BankThink

How to Improve Service After Bank Transfer Day

Bank Transfer Day was supposedly a shot across banking's bow — a warning of customer unrest, diminished trust and fee intolerance.

But certain things don't change. Customer loyalty depends on the same things it has always depended on: good products, good channel mix, fair pricing, good technology — all wrapped in good service.

That is true if you are a much-maligned big bank trying to limit the poaching, if you are a community bank whose customers are noticing slightly better rates at the credit union, or if you are the credit union.

It's true even if all turned golden tomorrow — if the recession ends, the euro stabilizes, unemployment plummets, the deficit shrinks and layoffs end: executing your customer-centric strategy would still be your path to success.

This is not to ignore the wellspring of ill will that led to BTD, or the pricing mistakes, layoffs, bailouts and inequities that made bank-bashing popular. They are widely covered, properly lamented and naturally punished by the market.

But in the long run what BTD did was shine a bright light on two stark facts: the economic downturn has left fewer high-value customers to compete for, and it left some institutions in better condition than others to compete for them.

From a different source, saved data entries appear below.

PR #5662, opened 2024-02-06
Update scdf common deps (see below)

onobc:
* Remove duplicated maven-source-plugin from `spring-cloud-dataflow-common/**`

* Update Awaitility and Semver libs

This commit removes the dependency management for `com.jayway.awaitility` in
favor of the Spring Boot managed version at the new `org.awaitility`
coordinates.

* Also, the Semver lib is updated to 0.10.2

### DIFF
--- a/spring-cloud-dataflow-common/pom.xml
+++ b/spring-cloud-dataflow-common/pom.xml
@@ -18,8 +18,7 @@
 	</parent>
 
 	<properties>
-		<jayway-awaitility.version>1.7.0</jayway-awaitility.version>
-		<java-semver.version>0.9.0</java-semver.version>
+		<java-semver.version>0.10.2</java-semver.version>
 		<joda-time.version>2.12.7</joda-time.version>
 	</properties>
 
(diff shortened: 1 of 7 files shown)


spring-cloud-dataflow-common/pom.xml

Each institution needs to scrutinize its ability to compete in three areas that have become crucial to competitiveness.

Fear at the front line: We know the financial crisis changed the way people regard banking. How could this not have damaged the confidence of banking's sales and service employees in engaging with unhappy customers?

The ordinary sales and service training you gave them is insufficient for today's climate. If you have not explicitly enabled them in the nonintuitive discipline of holding fruitful conversations with disgruntled customers, they will fear and avoid the customer conversation.

When they do engage, they may be defensive with unhappy customers, or not proactive, leaving customers' new needs undiscovered. They may even collude with the unhappy customers.

In this new environment, they need fresh skills training in a new set of customer objections, and fresh coaching on managing unhappy customers, converting them and expanding those relationships.

No time for sales and service: Layoffs may be necessary, but they can be hard on sales and service. We know the financial crisis changed the way people regard banking. The people left behind to pick up the workload still have to deliver excellence, often to unhappy customers, and now they have to do it with fewer people. The math says they don't have time.

But if your institution is like most, your people operate in a culture of interruptions — unscheduled meetings, customer visits/calls, emails, texts, visits from the boss, visits from employees, some of them necessary but most of them heedless and unhelpful. This culture treats time, that precious, costly, nonrenewable energy source, like the cheapest of commodities.

To succeed in carrying out your customer-centric strategy, they need to learn how to make more time — we mean that literally. They need to learn processes that create surplus time for the time-starved: time locking to ensure that top priorities get undivided attention, batch processing to pump out similar tasks in efficient manner and workday planning to facilitate a new and unfamiliar discipline.

Instead of overstressed workers responding to the interruption of the moment, they can become organized professionals, certain of their priorities, confident in communicating them, and disciplined in executing them. It is the only way that fewer people can do the work of many and do it well.

Embedded behavior: Even if you have rigorously trained your front line in the right sales and service behaviors, what almost always happens after a while? Performance eventually trails off. Old behaviors return, because nobody had a plan to embed the newly trained behaviors. The failure to embed means money got spent, people got trained, time got used, and now there's nothing to show for it except cynicism about training.

In ordinary times, this waste is costly, but these days when many institutions are shorthanded at the front line, it is intolerable. What your overworked front-line managers need are tools for embedding those behaviors.

One example might be a Perfect Hour, when every employee in the branch or call center is asked to focus on one particular behavior (a greeting, or an introduction, or a tag-on) and do it 100% correctly in 100% of interactions for the full hour.

If your institution finds itself suddenly taking on new customers, you might strive for the perfect onboarding experience. After all, if unhappy customers bring you new accounts, the onboarding session might be the last time you see them in person, and it is certainly your best opportunity to identify their cross-sell needs.

Those are just two embedding tool examples, but there are as many tools as there are embedding deficiencies, so it is critical to choose the right one for embedding the particular behaviors that will allow your institution to profit in this environment.

Edward G. Brown is president, co-chairman and co-founder of Cohen Brown Management Group Inc. in Los Angeles.